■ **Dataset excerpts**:
• • • •

PR #1518, opened 2021-04-18
Fix issues with resolving vstest location

sbergen:
I didn't run into any of these issues when running the package gotten from NuGet, but rather had them in local development.

* Look in `$HOME` in addition to `$USERPROFILE` (for UNIX-systems)
* Use `netcoreapp2.1` instead of `netcoreapp2.0`
  * 2.0 has reached end-of-life, so this should be ok, right?
* Ignore case when looking at embedded vstest resource names
  * I faced this issue before I noticed we should look in `$HOME` also, and had ran the manual `dotnet restore`, which is used in CI

### DIFF
--- a/src/Stryker.Core/Stryker.Core/ToolHelpers/VsTestHelper.cs
+++ b/src/Stryker.Core/Stryker.Core/ToolHelpers/VsTestHelper.cs
@@ -124,7 +124,7 @@ namespace Stryker.Core.ToolHelpers
                     dllPath = FilePathUtils.NormalizePathSeparators(
                         Path.Combine(
                             nugetPackageFolder, portablePackageFolder, versionString,
-                            "tools", "netcoreapp2.0", "vstest.console.dll"));
+                            "tools", "netcoreapp2.1", "vstest.console.dll"));
                     exePath = FilePathUtils.NormalizePathSeparators(
                         Path.Combine(
                             nugetPackageFolder, portablePackageFolder, versionString,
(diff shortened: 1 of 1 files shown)


sbergen:
Hmm, seems I wasn't running all the tests locally. Somehow test discovery isn't working very well in Rider with this project. I'll see if I can figure out why that is also...

rouke-broersma:
> Hmm, seems I wasn't running all the tests locally. Somehow test discovery isn't working very well in Rider with this project. I'll see if I can figure out why that is also...
> 
> EDIT: Well, actually it seems like all tests pass in Rider, but not on the command line. Will look into it.
> 
> EDIT2: Seems like test results on the CLI are flaky, even on master :( 

Yes sorry about that. We have one or two flaky tests and no clue how they can be flaky..

sbergen:
> > Hmm, seems I wasn't running all the tests locally. Somehow test discovery isn't working very well in Rider with this project. I'll see if I can figure out why that is also...
> > EDIT: Well, actually it seems like all tests pass in Rider, but not on the command line. Will look into it.
> > EDIT2: Seems like test results on the CLI are flaky, even on master :(
> 
> Yes sorry about that. We have one or two flaky tests and no clue how they can be flaky..

Could it be related to test being run in parallel? I ran `dotnet test -p:ParallelizeTestCollections=false` many times, and didn't get a single failure yet.

rouke-broersma (approved):

PR #1519, opened 2021-04-18
fix: Allow setting break threshold to 100%

sbergen:
Previously only the low and high thresholds were allowed to be the same, and thus the maximum break threshold you could set was 99%. I don't see any reason why this should be so, and would like to set the break threshold to 100% in my project, which was [fairly easy to reach](https://github.com/sbergen/Responsible/pull/72).


rouke-broersma:
I think this change is valid in the case of all thresholds being 100, but on lower thresholds this leads to a weird scenario.

The thresholds are the lower boundary for the state so let's say you have high 60, low 60 and break 60. If you have a score of 60 this would mean that your score is both good enough to be green and bad enough to break the build.

We are also reworking all the options, I would prefer to track this change with the changing of the options. That does mean that this change would not be available until we are done with the options rework and can release v1.0.

PR #1522, opened 2021-04-18
dev: Simpler vstest.console discovery on *nix

0xced:
Pull request #1518 fixed the discovery of the vstest console inside the NuGet packages directory for macOS and Linux. This commits work on top of it to make it even more future-proof.

* Safer because the `netcoreapp2.1` and `net451` target framework monikers are not hardcoded anymore so it becomes more future-proof if Microsoft ever updates those.

* Simpler because it uses `Environment.GetFolderPath(Environment.SpecialFolder.UserProfile` instead of probing both `USERPROFILE` and `HOME` environment variables.


rouke-broersma:
Awesome :)

0xced:
Thanks for merging this pull request so quickly!

PR #1523, opened 2021-04-18
Automatically disable DiffEngine when running tests

0xced:
Disable DiffEngine so that approval tests frameworks such as [Verify](https://github.com/VerifyTests/Verify) or [ApprovalTests.Net](https://github.com/approvals/ApprovalTests.Net) (which both use DiffEngine under the hood) don't launch a diffing tool GUI on each failed test.

### DIFF
--- a/src/Stryker.Core/Stryker.Core/TestRunners/VsTest/StrykerVstestHostLauncher.cs
+++ b/src/Stryker.Core/Stryker.Core/TestRunners/VsTest/StrykerVstestHostLauncher.cs
@@ -41,6 +41,14 @@ namespace Stryker.Core.TestRunners.VsTest
                 UseShellExecute = false,
                 RedirectStandardOutput = true,
                 RedirectStandardError = true,
+                EnvironmentVariables =
+                {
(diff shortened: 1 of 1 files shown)


rouke-broersma:
This sounds more like a feature than a bugfixes, though the impact is likely small. @richardwerkman you think this is fine to put on master?

@0xced  Would there ever be a case where someone would actually want to disable this behavior? My instinct says probably not but I am not familiar with this class of test tooling.

0xced:
> Would there ever be a case where someone would actually want to disable this behavior?

Approval testing is useful when doing TDD and running test by test but running mutation tests is the opposite, many tests are going to fail (the diffing tool are launched only on failed tests). So I can't imagine a scenario in which you would want dozen or maybe even hundreds of diffing tool instances to start when running the mutation tests.

richardwerkman:
I think we can see this as a bug fix. It's undesired behaviour and I don't see any harm in releasing this before v1.

rouke-broersma:
@0xced this fix will be released shortly

PR #1524, opened 2021-04-18
Fix flaky tests by not running them in parallel

sbergen:
I observed that one of the issues was related to the static `JsonReport._report` field. It would be better to get rid of this static caching, by passing the state around explicitly instead, but for now, fixing the flaky tests is probably still a good idea.

I've had the test running with `while dotnet test --no-build; do :; done` for several minutes now without failure.


sbergen:
A quick regex search reveals quite a few of these possibly problematic static and not `readonly` fields:
image

rouke-broersma:
I don't think passing the static cache explicitly is realistic with the current reporting infrastructure. 

I feel like this fix is a bit too aggressive but at the same time it is too easy to forget to place conflicting tests in the same collection and solve the parallelism problem that way. It seems like the impact on test duration is also negligible due to the way xunit does parallelism anyway. Seems good enough for now.

PR #1526, opened 2021-04-19
feat(baseline): Azure fileshare uses projectname as output path if specified

### LINKED ISSUE #1525: Subfolders are not created on AzureStorageFile
**Describe the bug**
When specifying a subfolder in the azure-storage-url (https://storageaccountname.file.core.windows.net/azurefilesharename/my-project-key-01), then it results in an error creating the directories on storage.

I'm not sure if it a bug or a feature. Let me describe the use case we looking for.

We have several projects, which should upload their mutation test reports. As they are microservices or individual libraries, they are usually independent artifacts and have their own release cycle and also their own baselines.

**Azure Storage / Azure Files**
Azure File Storage Immutable Url: https://storageaccountname.file.core.windows.net
Azure File Share Name: azurefilesharename
Resulting URL: https://storageaccountname.file.core.windows.net/azurefilesharename

So, resulting URL is the base for all projects.

Every Project have a key like: `my-project-key-01`, ...

Resulting URL: https://storageaccountname.file.core.windows.net/azurefilesharename/my-project-key-01, ...

**Predefined  `_outputPath` directories from Stryker.NET**

OutputPath: `StrykerOutput/Baselines/<version>`
Parameter Version: 2.0.0-beta0001 

Resulting URL: https://storageaccountname.file.core.windows.net/azurefilesharename/my-project-key-01/StrykerOutput/Baselines/2.0.0-beta0001

I'm happy to contribute with PR again on this, if this is expected behavior.

**Logs**
```
[16:25:43 DBG] Could not locate the current branch name, using project version instead: 2.0.0-beta0270
[16:25:44 DBG] No baseline was found at https://xxx.file.core.windows.net/yyy/the-sub-folder/StrykerOutput/Baselines/dashboard-compare/2.0.0-beta0270/stryker-report.json
[16:25:44 DBG] Creating directories for file https://xxx.file.core.windows.net/yyy/the-sub-folder/StrykerOutput/Baselines/dashboard-compare/2.0.0-beta0270/stryker-report.json
[16:25:44 DBG] Creating directory https://xxx.file.core.windows.net/yyy/the-sub-folder/StrykerOutput/
[16:25:44 ERR] Creating directory failed with status Forbidden and message <?xml version="1.0" encoding="utf-8"?><Error><Code>AuthenticationFailed</Code><Message>Server failed to authenticate the request. Make sure the value of Authorization header is formed correctly including the signature.
RequestId:ff76b1ea-401a-0066-0495-3300f5000000
Time:2021-04-17T14:25:44.3194645Z</Message><AuthenticationErrorDetail>sr is mandatory. Cannot be empty</AuthenticationErrorDetail></Error>
[16:25:44 INF] Time Elapsed 00:14:19.0889376
[16:25:44 INF] The final mutation score is 57.59 %
```

**Expected behavior**
1. All subfolders are created, if they not exists. 
2. Job should fail on unsuccessful upload

 - OS: Windows / Linux
 - Type of project: Core
 - Framework Version: .NET SDK 5.0.202
 - Stryker Version: 0.22.3 (latest)

cmenzi:
Closes #1525

### DIFF
--- a/src/Stryker.Core/Stryker.Core.UnitTest/Baseline/Providers/AzureFileShareBaselineProviderTests.cs
+++ b/src/Stryker.Core/Stryker.Core.UnitTest/Baseline/Providers/AzureFileShareBaselineProviderTests.cs
@@ -170,6 +170,168 @@ namespace Stryker.Core.UnitTest.Baseline.Providers
                 ItExpr.IsAny<CancellationToken>());
         }
 
+        [Fact]
+        public async Task Save_Calls_CreateDictionaryWithProjectName_And_AllocateFileLocation_When_Baseline_Does_Not_Exists()
+        {
+            // arrange
+            var projectName = "my-project-name";
+            var projectVersion = "my-project-version";
+
+            var options = new StrykerOptions(azureFileStorageUrl: "https://www.filestoragelocation.com", azureSAS: "AZURE_SAS_KEY", baselineStorageLocation: "azurefilestorage", projectName: projectName);
+
+            var handlerMock = new Mock<HttpMessageHandler>(MockBehavior.Strict);
+
+            var readonlyInputComponent = new Mock<IReadOnlyProjectComponent>(MockBehavior.Loose).Object;
+
+            var jsonReport = JsonReport.Build(options, readonlyInputComponent);
+
+            var expectedGetUri = new Uri($"https://www.filestoragelocation.com/{projectName}/Baselines/{projectVersion}/stryker-report.json?sv=AZURE_SAS_KEY");
+
+            var expectedCreateProjectOutputDirectoryUri = new Uri($"https://www.filestoragelocation.com/{projectName}/?restype=directory&sv=AZURE_SAS_KEY");
+            var expectedCreateBaselinesDirectoryUri = new Uri($"https://www.filestoragelocation.com/{projectName}/Baselines/?restype=directory&sv=AZURE_SAS_KEY");
+            var expectedCreateVersionDirectoryUri = new Uri($"https://www.filestoragelocation.com/{projectName}/Baselines/{projectVersion}/?restype=directory&sv=AZURE_SAS_KEY");
+
+            var expectedFileAllocationUri = new Uri($"https://www.filestoragelocation.com/{projectName}/Baselines/{projectVersion}/stryker-report.json?sv=AZURE_SAS_KEY");
+
+            var expectedUploadContentUri = new Uri($"https://www.filestoragelocation.com/{projectName}/Baselines/{projectVersion}/stryker-report.json?comp=range&sv=AZURE_SAS_KEY");
+
+            handlerMock
+                .Protected()
+                .Setup<Task<HttpResponseMessage>>(
+                "SendAsync",
+                ItExpr.Is<HttpRequestMessage>(requestMessage => requestMessage.RequestUri == expectedGetUri && requestMessage.Method == HttpMethod.Get),
+                ItExpr.IsAny<CancellationToken>())
+                .ReturnsAsync(() => new HttpResponseMessage()
+                {
+                    StatusCode = System.Net.HttpStatusCode.NotFound,
+                    Content = new StringContent(jsonReport.ToJson(), Encoding.UTF8, "application/json")
+                })
+                .Verifiable();
+
+            handlerMock
+                .Protected()
+                .Setup<Task<HttpResponseMessage>>(
+                "SendAsync",
+                ItExpr.Is<HttpRequestMessage>(requestMessage => requestMessage.RequestUri == expectedCreateProjectOutputDirectoryUri && requestMessage.Method == HttpMethod.Put),
+                ItExpr.IsAny<CancellationToken>())
+                .ReturnsAsync(new HttpResponseMessage()
+                {
+                    StatusCode = System.Net.HttpStatusCode.Created
+                })
+                .Verifiable();
+            handlerMock
+                .Protected()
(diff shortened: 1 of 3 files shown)


cmenzi:
Closes #1525

rouke-broersma (changes requested):
This change in itself looks good, but this will change existing behavior and is therefore not a fix. It should go to the v1 branch instead of master.

I should have specified that in your issue sorry.

cmenzi:
Ok, is there any timeline for v1.0?

How does it change the current behavior? Before the `ProjectName` was always explicitly set to `null` if the reporter was not `Dashboard.` And if the reporter was Dashboard then also an API key was mandatory and only then the `ProjectName` was set to the `StrykerOptions`

See: https://github.com/stryker-mutator/stryker-net/pull/1526/commits/6af7547fea72b59913b203f2eec5858690ca5e7c#diff-d59d5228b318e124824edc80daf18bc43fdbcf340305004fc13306f35f7b4bd5L310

• • • •

■ **What this task involves**: Which lines above hold the string "storageaccountname"? Show each of them.

■ **Exercise solution**:
When specifying a subfolder in the azure-storage-url (https://storageaccountname.file.core.windows.net/azurefilesharename/my-project-key-01), then it results in an error creating the directories on storage.
Azure File Storage Immutable Url: https://storageaccountname.file.core.windows.net
Resulting URL: https://storageaccountname.file.core.windows.net/azurefilesharename
Resulting URL: https://storageaccountname.file.core.windows.net/azurefilesharename/my-project-key-01, ...
Resulting URL: https://storageaccountname.file.core.windows.net/azurefilesharename/my-project-key-01/StrykerOutput/Baselines/2.0.0-beta0001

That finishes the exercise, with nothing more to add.